For some people, though, rehabilitative justice is a difficult concept. They’ll ask: “Well, where was the aroha for the victims when your client committed the crime?” They want to see punishment. They want to see accountability in harsh terms.
And a problem for us in Aotearoa is that punishment as the starting point for justice remains firmly embedded in our system.
So, while Te Ao Mārama court seeks change, it’s change to just one section of the brown prison pipeline. It’s not a transformation of the entire system. There’s still policing and corrections to confront.
The police may have branded themselves as a more culturally competent entity, but labelling police cars “pirihimana” is a far cry from a fundamental shift in the bias and differential treatment Māori receive.
My clients are far more likely than Pākehā to be stopped by the police for “traffic stops”, they’re less likely than Pākehā to receive diversion, and, to date, none have been accepted to appear before Te Pae Oranga iwi community panels that were heralded as a major shift in preventing reoffending.
At the other end of the pipeline is Corrections.
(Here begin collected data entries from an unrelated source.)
PR #1367, opened 2026-09-09
fix(graph): exempt deleted rows from the orphan-registration sweep

jfrench9:
## Summary

The `OrphanedGraphRegistrations` alarm has been firing on graph-registry rows for graphs that no longer exist. `cleanup_stale_graphs` removes a deleted row only once it is older than `STALE_GRAPH_DAYS`; a deleted row still inside that window fell through to the orphan check, which had no `status` predicate, and was stamped and counted as soon as the instance it named left the instance registry.

That instance is always about to leave — a deleted graph's writer is released with the graph and recycled by the ASG well inside seven days — so every rolling fleet replacement that followed a deletion raised the alarm for a week and then healed itself. This scopes the orphan check to rows that are actually routing.

## Changes

**`robosystems/operations/graph/infrastructure.py`**

- `cleanup_stale_graphs`: add `status != "deleted"` to the `instance_missing` predicate, alongside the existing shared-repository exemption. Both exemptions say the same thing — the row is not a routing pointer — so they sit together and are documented together.
- Docstring and inline comment updated to record why, including the failure mode the predicate prevents (a page that clears itself after `STALE_GRAPH_DAYS`).
- The clear path needed no change and now covers the other half for free: a row stamped while it was live and subsequently deleted drops its `instance_missing_since` marker on the next sweep, rather than carrying it until the row ages out.

**`tests/operations/graph/test_infrastructure.py`** — three cases in `TestCleanupStaleGraphs`, mirroring the shared-repository exemption trio that already exists:

- `test_recently_deleted_graph_is_not_orphaned` — a deleted row whose instance is absent is neither counted nor stamped, and the published metric is 0.
- `test_deleted_graph_marker_from_before_the_exemption_is_cleared` — a marker left from a sweep that predates this rule is removed.
- `test_live_graph_is_still_orphaned_alongside_a_deleted_row` — the exemption is scoped; an active graph swept at the same time is still marked and counted.

Worth a close look: the first test is a negative control. Verified that it fails without the predicate, and that when it fails it emits the same warning line the production sweep did — so it reproduces the defect rather than asserting around it.

No behaviour change to routing, allocation, or any request path. `cleanup_stale_graphs` runs only from the daily `instance_registry_cleanup_job` and the weekly `full_instance_maintenance_job`; what changes is which rows those sweeps count and stamp.

## Breaking Changes

None. No API surface is touched — no GraphQL schema, operations envelope, or REST shape changes — so there is no client-SDK impact in either tier and no regen is required.

## Testing

- `just test-code` — clean (ruff, format, basedpyright, cf-lint).
- `uv run pytest tests/operations/graph/test_infrastructure.py` — 33 passed.
- `uv run pytest tests/operations/graph tests/dagster` — 992 passed.
- Negative control: reverted the predicate, confirmed `test_recently_deleted_graph_is_not_orphaned` fails and emits the production warning line, restored.

Full `just test-all` was not run; the unit suite above covers the changed module and its callers, and CI runs the full gate.

## Certification

https://claude.ai/code/session_01PBkpeEv3gBUzL812xqfXnS

### DIFF
--- a/robosystems/operations/graph/infrastructure.py
+++ b/robosystems/operations/graph/infrastructure.py
@@ -407,10 +407,13 @@ class InstanceMonitor:
     when the instance reappears. Reconciling from on-disk truth is the
     follow-up, not this sweep.
 
-    Shared repositories are exempt from the orphan check — their rows are
-    bookkeeping, not routing, and their master is deliberately parked to zero
-    between ingestion runs. An exempt row that still carries a stamp from
-    before this rule is cleared on the next sweep.
+    Shared repositories and rows already marked ``deleted`` are exempt from
+    the orphan check — neither is routing. A shared repository's master is
+    deliberately parked to zero between ingestion runs; a deleted graph's
+    instance is recycled long before the row ages out, so counting it means
+    every fleet replacement pages for ``STALE_GRAPH_DAYS`` and then heals
+    itself. An exempt row that still carries a stamp from before these rules
+    is cleared on the next sweep.
     """
     logger.info("Starting graph registry cleanup")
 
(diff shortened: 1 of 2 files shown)


jfrench9:
@claude please review this PR

PR #1368, opened 2026-09-09
refactor(graph): drop the HNSW reader from the vector/search route

jfrench9:
## What

Removes the HNSW branch of `POST /databases/{g}/tables/{t}/vector/search`. HNSW indexes are searched in Cypher via `CALL QUERY_VECTOR_INDEX`; that route now returns 400 for `backend="hnsw"` with the query to send instead. The Lance branch is untouched, and so is `/vector/build`, which is the live half of the module.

Our punitive incarceration model required $1.8 billion in public money in the last financial year. Yet we’re not made safer by locking up more Māori.
The vast majority of those in prison are there for minor crimes and will soon be released back into the community. They will be someone’s neighbour. But short-term prisons stints don’t offer rehabilitative courses.
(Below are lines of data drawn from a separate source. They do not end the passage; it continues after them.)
PR #1369, opened 2026-09-09
refactor(graph): one reader for LadybugDB QueryResult rows

jfrench9:
Follow-up to #1368, which removed a reader that silently returned nothing. This removes the pattern that produced it.

## What

Four call sites read rows this way:

```python
rows = result.get_as_list() if hasattr(result, "get_as_list") else list(result)
```

`QueryResult` has no `get_as_list` — ladybug 0.18.1 exposes `get_all`, `rows_as_dict`, `get_as_arrow` and a `has_next`/`get_next` cursor — so the guard is always false and all four have been taking the fallback since the rename. They work today. Replaced with `result_rows()` in `core/ladybug/results.py`, built on the documented cursor, matching the row-to-dict readers already in `service.py` and `engine.py`.

- `vector_search.py:263` (build, COUNT), `:386` (info, TABLE_INFO), `:401` (info, COUNT)
- `tables/materialize.py:153` (`_get_target_columns`, TABLE_INFO)

No behavior change: the fallback every site was silently taking is now the only path.

## Why, given they all work

The shape is the defect, not the four instances. It reads as though either branch might fire, so a fifth copy written without the `else` looks like a style choice rather than a bug. That fifth copy is exactly what #1368 deleted — the HNSW reader that answered `200 {"results": []}` for every query, with nothing logged, because a missing method behind `hasattr` is not an error. Two files, four sites, one demonstrated failure is enough evidence to collapse it.

The honest limit: a helper only prevents recurrence if the next person reaches for it. It's exported from `core.ladybug` and documented as the one way in, but that's a convention, not a guarantee.

## Deliberately left alone

- `_copy_result_rows` in `materialize.py` guards on `get_as_arrow`, which `QueryResult` **does** have. Live guard, correct as written.
- `service.py` and `engine.py` build column-mapped dicts with row caps for API responses. Different job, correct, and riskier to touch than to leave.

## The tests were half the bug

The old tests set `get_as_list` on a `MagicMock`, so `hasattr` was true under test and false against the engine — the mock manufactured the very method whose absence was the defect.

Swapping in a fake with the engine's real surface didn't just flip those tests to passing; **it made them hang.** `MagicMock.has_next()` returns a truthy `Mock`, so the cursor never terminates. That's the same lie pointing the other way, and it's why `FakeQueryResult` now lives in `tests/graph_api/conftest.py` for anything reading rows off a result.

`test_results.py` covers order, cursor exhaustion, unnormalized rows (`TABLE_INFO` callers distinguish tuple rows from dict rows), and a trap fake that raises if anything reaches for `get_as_list` again.

1393 graph_api tests pass; `just test-code` clean.

## Verification

On the local stack, against the subgraph from #1368:

- `GET /vector` → `row_count: 8` — exercises TABLE_INFO **and** COUNT through the new reader
- `POST /vector/build` `backend="hnsw"` → `row_count: 8`
- table with no embedding column → `200` with null, not a 500

The `TABLE_INFO` read is the same query and the same reader `_get_target_columns` uses during materialization, so that row shape is covered live rather than only under mocks.

https://claude.ai/code/session_01HHvoJGP23TsTZZ8njeRTWj

### DIFF
--- a/robosystems/graph_api/core/ladybug/__init__.py
+++ b/robosystems/graph_api/core/ladybug/__init__.py
@@ -4,6 +4,7 @@
 - ``LadybugConnectionPool`` — shared, thread-safe connections per database
 - ``LadybugDatabaseManager`` — database lifecycle and the blue-green swap
 - ``LadybugService`` — the query, health and metrics surface the routers use
+- ``result_rows`` — the one way to read rows out of a ``QueryResult``
 """
 
 from .config import get_database_memory_config
@@ -14,6 +15,7 @@ from .pool import (
   get_connection_pool,
   initialize_connection_pool,
 )
+from .results import result_rows
 from .service import (
   LadybugService,
   get_ladybug_service,
@@ -38,5 +40,6 @@ __all__ = [
   "get_ladybug_service",
   "init_ladybug_service",
   "initialize_connection_pool",
+  "result_rows",
   "validate_cypher_query",
 ]
--- a/robosystems/graph_api/core/ladybug/results.py
+++ b/robosystems/graph_api/core/ladybug/results.py
@@ -1,0 +1,34 @@
+"""Reading rows out of a LadybugDB ``QueryResult``.
+
+One helper, because the alternative has already cost us a bug. Callers used
+to write::
+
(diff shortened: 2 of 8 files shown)


jfrench9:
@claude please review this PR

We know that up to 90 percent of those in custody suffer from drug or alcohol addiction or a diagnosable mental health condition. In the absence of help for these conditions, courts like Manukau, where I work, end up being packed every week with the same faces and whānau. Report after report from Corrections promises change but, on the ground, nothing has happened.
I’m tempted to romanticise the positives in Te Ao Mārama because I know how desperately it’s needed. But I also know it won’t be effective unless there’s a major overhaul so that police and Corrections are on the same waka. And they aren’t there yet.
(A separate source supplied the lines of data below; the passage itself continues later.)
PR #1373, opened 2026-09-09
fix(serialization): emit the holon from xbrlkit through the bundle bridge

jfrench9:
## Summary

The platform's `rdf/holon.py` carried its own copy of the scene/boundary/projection partition, forked from the kernel xbrlkit now owns. It seeded the scene from facts alone, so every element reached only by an arc — an empty statement line, an abstract header — left the holon without its `rs:Element` and rendered without a label: **56 of the SaaS demo's 98 elements**. xbrlkit's kernel had since fixed this (arc endpoints carried into `#projection`, dimensions, the `rs:Report` node); the fork never inherited it.

- `serialize_to_holon_jsonld` is now `to_holon(bundle_to_xbrl_model(bundle))` — the waist the Tavi flavor already reads through. The platform partition is deleted.
- The DataBook converter (`examples/_common/databook.py`) reads the flat JSON-LD back through xbrlkit's reader and calls the same writer, and stamps the report id as the accession so the derived holon reads back like the API's.
- The flat JSON-LD encoder — the synchronous publish path — is untouched.
- The tracked demo sample `saas-startup-demo.holon.jsonld` is regenerated through the new path.

## Verification

| | before | after |
|---|---|---|
| `rs:Element` declared | 42 | 98 |
| arc endpoints referenced but undeclared | 56 | 0 |
| xbrlkit load — concepts / labelled | 42 / 38 | 98 / 93 |
| `rs:Report` node in `#scene` | no | yes |
| root IRI | `https://robosystems.ai/report/{id}` | unchanged |

Facts are identical before and after (86, 84 numeric, no value differences). New tests pin the regression — every arc endpoint declared, xbrlkit reads back every bundle concept, the named graphs hang off the report IRI. `tests/operations/serialization` plus the download and publication-artifact tests: 230 passed.

This is the holon half of `serialization-waist` phase 3, pulled early by the defect; the JSON-LD half stays parked.

### DIFF
--- a/examples/_common/databook.py
+++ b/examples/_common/databook.py
@@ -37,10 +37,8 @@ from pathlib import Path
 import rdflib
 from rdflib import RDF, Graph, URIRef
 from rdflib.namespace import Namespace
-
-from robosystems.operations.serialization.rdf.holon import (
-  serialize_holon_jsonld_from_graph,
-)
+from xbrlkit.deserialize.holon import from_holon_json
+from xbrlkit.serialize import to_holon
 
 REPO_ROOT = Path(__file__).resolve().parents[2]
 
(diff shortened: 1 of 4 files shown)


jfrench9:
@claude please review this PR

Just as important to the success of this new court will be the role that iwi and hapū play. Will they be bystanders brought in for mihi and karakia, or will they participate throughout the process? Will iwi social services be the lead provider for programmes like drug rehabilitation and anger management programmes across Aotearoa? Will they help connect that person with whakapapa and a support network?
Te Ao Mārama is such a promising start. The proof will be in how it’s rolled out. Permitting a haka and waiata in court before sending another Māori to jail is not the Ao Mārama we need. A true Ao Mārama will start with bringing humanity, aroha and whānau to processes in a meaningful way.
As a criminal lawyer, what gives me the most hope are my clients themselves. They have the most complex, difficult backgrounds. They’ve had no one who’s consistently in their corner. But despite that, a lot of them are trying so hard. Many of them are young parents and they want so badly to do better for their kids.
One of them, a young woman, recently said to me: “How do you do that? How do you become a lawyer?” And a lot of lawyers would be thinking: Well, that’s just not possible for you.
But, actually, she’d make a great lawyer. If we had a system that prioritised understanding where our criminals have come from, and that centred manaaki, then she’d make an excellent lawyer.
She’d know, from her own experience, that the way we’ll make our communities safer is by giving those who enter the justice system the help they need to move from darkness to light. Kia puta mai i te pō ki te whai ao, ki te ao mārama.
*Name and some details have been changed for privacy.
Kingi Snelgar (Ngāpuhi, Te Whakatōhea, Ngāti Whakaue, Ngāi Tahu) is a barrister based in Manukau. He specialises in criminal defence and appears in the Youth Court. Before starting as a defence lawyer, he worked as a crown prosecutor and completed a Master of Laws at Harvard Law School.